**ASSIGNMENT**.
Return every line below exactly, without dropping any.

**EXTRACTED DATA**.
PR #442, opened 2022-03-07
Fixed deps

rsoussan:
Small pr to fix some dependencies and prevent opencv issues on Ubuntu 18/20 builds if new packages are added to sparse_mapping


bcoltin (approved):
Fix the focal build and then it's good.

marinagmoreira:
Was this tested in the robot? (sometimes you can get runtime errors when missing include packages like nodelet)

rsoussan:
> Was this tested in the robot? (sometimes you can get runtime errors when missing include packages like nodelet)

No not yet, although I think all those dependencies are from when camera may have had a nodelet at some point?  Currently there isn't a nodelet in the package anymore, but I can test anyway on a robot.

Another issue I'm having is that it looks like cv_bridge is bringing in opencv 4 on Ubuntu 20.  This has subtle issues, the code can compile but some tests fail.  I'm guessing simulation works on in Ubuntu 20 though?  I think the only solution is to either upgrade our opencv version or checkout a local copy of cv_bridge and point it to opencv 3 that we use, let me know if you all have any ideas.

bcoltin:
I'd really prefer to avoid either of these, at least until we switch to 20.04. Why do we need this? It was working on all platforms without this PR right?

rsoussan:
> I'd really prefer to avoid either of these, at least until we switch to 20.04. Why do we need this? It was working on all platforms without this PR right?
You can get the build to fail simply by changing the order of some of the dependencies in sparse_mapping.  The linking is pretty fragile right now, and as I'm adding new dependencies builds are breaking.  I'm wondering if there are already issues in the Ubuntu 20 build that we don't see for things that aren't run during simulation or that we don't have tests for.

rsoussan:
(No longer needed since remove_low_movements_images branch  which contained these changes as well was merged to dev)

PR #7, opened 2025-01-30
(fix): MCP server adjustments of the tools

radektomasek:
## Description

This PR contains several fixes, including:

- addressed the issue with the 'query_table_data' method that wasn't able to query requested data. The issue was caused by the fact the DB_NAME was prefixed with a hardcoded value.
- added a detail description to the DB methods. The change should help the AI tool to understand the context a better way
- fixed linting issues
- updated tests


src/keboola_mcp_server/server.py
davidesner, line 1: @radektomasek this will not work for shared tables (across projects). The database can vary depending on projects. We want to be using RO workspaces. Db name is in most of the projects KEBOOLA_123 where 123 is a project number. In some older projects or on byodb, the prefix can be different. So the only thing that makes sense to parametrise atm is that prefix

davidesner: I wonder if we can force the general query method to use the table detail resource and form the lath properly including the database just by mentioning guilding it in description

radektomasek: @davidesner Thank you for pointing out. I am going to follow the route which tries to extract the info from available resource by following clearly specified function metadata description. 👍

coverage.xml
```diff
@@ -1,12 +1,12 @@
 <?xml version="1.0" ?>
-<coverage version="7.6.8" timestamp="1738187842769" lines-valid="263" lines-covered="147" line-rate="0.5589" branches-covered="0" branches-valid="0" branch-rate="0" complexity="0">
```
radektomasek, line 2: @davidesner @jordanrburger I think we can exclude this file to be version controlled, what do you think?

src/keboola_mcp_server/server.py
radektomasek: @davidesner I've sent you a quick summary on Slack, but to have a visibility here (also for @jordanrburger) -> I had thought about it and the best solution (to make the tooling more robust and future proof), I implemented a concept of db_check using a pattern matching. 

For now, there are two options, one including the `KEBOOLA_` and the other one based on the db name  variable. All DB logic was also separated into dedicated module.

The flow simply assumes the DB name might be determined based on the testing one of two (or more in the future) prefixes to see which ones work with specific tables and uses that one after a test was successful.

I tried to query multiple tables within the project and everything seemed to working fine and I personally like this pattern, especially as this help to make the tooling more robust.

All  the database logic was also moved into a dedicated file/module.

davidesner: @radektomasek I submitted a small update of the query_data tool. It is now more reliant. The query_table_data tool is still very unreliable and fails for me. The raw SQL tool works quite well, I would consider removing the simplified query_table_data completely

davidesner:
I simplified things optimised the instructions, removed the simplified endpoint as it didn't bring any value. Removed some import sort checks and mypy for now as it was only annoying

jordanrburger (approved):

**TASK RESULT**.
PR #442, opened 2022-03-07
Fixed deps

rsoussan:
Small pr to fix some dependencies and prevent opencv issues on Ubuntu 18/20 builds if new packages are added to sparse_mapping


bcoltin (approved):
Fix the focal build and then it's good.

marinagmoreira:
Was this tested in the robot? (sometimes you can get runtime errors when missing include packages like nodelet)

rsoussan:
> Was this tested in the robot? (sometimes you can get runtime errors when missing include packages like nodelet)

No not yet, although I think all those dependencies are from when camera may have had a nodelet at some point?  Currently there isn't a nodelet in the package anymore, but I can test anyway on a robot.

Another issue I'm having is that it looks like cv_bridge is bringing in opencv 4 on Ubuntu 20.  This has subtle issues, the code can compile but some tests fail.  I'm guessing simulation works on in Ubuntu 20 though?  I think the only solution is to either upgrade our opencv version or checkout a local copy of cv_bridge and point it to opencv 3 that we use, let me know if you all have any ideas.

bcoltin:
I'd really prefer to avoid either of these, at least until we switch to 20.04. Why do we need this? It was working on all platforms without this PR right?

rsoussan:
> I'd really prefer to avoid either of these, at least until we switch to 20.04. Why do we need this? It was working on all platforms without this PR right?
You can get the build to fail simply by changing the order of some of the dependencies in sparse_mapping.  The linking is pretty fragile right now, and as I'm adding new dependencies builds are breaking.  I'm wondering if there are already issues in the Ubuntu 20 build that we don't see for things that aren't run during simulation or that we don't have tests for.

rsoussan:
(No longer needed since remove_low_movements_images branch  which contained these changes as well was merged to dev)

PR #7, opened 2025-01-30
(fix): MCP server adjustments of the tools

radektomasek:
## Description

This PR contains several fixes, including:

- addressed the issue with the 'query_table_data' method that wasn't able to query requested data. The issue was caused by the fact the DB_NAME was prefixed with a hardcoded value.
- added a detail description to the DB methods. The change should help the AI tool to understand the context a better way
- fixed linting issues
- updated tests


src/keboola_mcp_server/server.py
davidesner, line 1: @radektomasek this will not work for shared tables (across projects). The database can vary depending on projects. We want to be using RO workspaces. Db name is in most of the projects KEBOOLA_123 where 123 is a project number. In some older projects or on byodb, the prefix can be different. So the only thing that makes sense to parametrise atm is that prefix

davidesner: I wonder if we can force the general query method to use the table detail resource and form the lath properly including the database just by mentioning guilding it in description

radektomasek: @davidesner Thank you for pointing out. I am going to follow the route which tries to extract the info from available resource by following clearly specified function metadata description. 👍

coverage.xml
```diff
@@ -1,12 +1,12 @@
 <?xml version="1.0" ?>
-<coverage version="7.6.8" timestamp="1738187842769" lines-valid="263" lines-covered="147" line-rate="0.5589" branches-covered="0" branches-valid="0" branch-rate="0" complexity="0">
```
radektomasek, line 2: @davidesner @jordanrburger I think we can exclude this file to be version controlled, what do you think?

src/keboola_mcp_server/server.py
radektomasek: @davidesner I've sent you a quick summary on Slack, but to have a visibility here (also for @jordanrburger) -> I had thought about it and the best solution (to make the tooling more robust and future proof), I implemented a concept of db_check using a pattern matching. 

For now, there are two options, one including the `KEBOOLA_` and the other one based on the db name  variable. All DB logic was also separated into dedicated module.

The flow simply assumes the DB name might be determined based on the testing one of two (or more in the future) prefixes to see which ones work with specific tables and uses that one after a test was successful.

I tried to query multiple tables within the project and everything seemed to working fine and I personally like this pattern, especially as this help to make the tooling more robust.

All  the database logic was also moved into a dedicated file/module.

davidesner: @radektomasek I submitted a small update of the query_data tool. It is now more reliant. The query_table_data tool is still very unreliable and fails for me. The raw SQL tool works quite well, I would consider removing the simplified query_table_data completely

davidesner:
I simplified things optimised the instructions, removed the simplified endpoint as it didn't bring any value. Removed some import sort checks and mypy for now as it was only annoying

jordanrburger (approved):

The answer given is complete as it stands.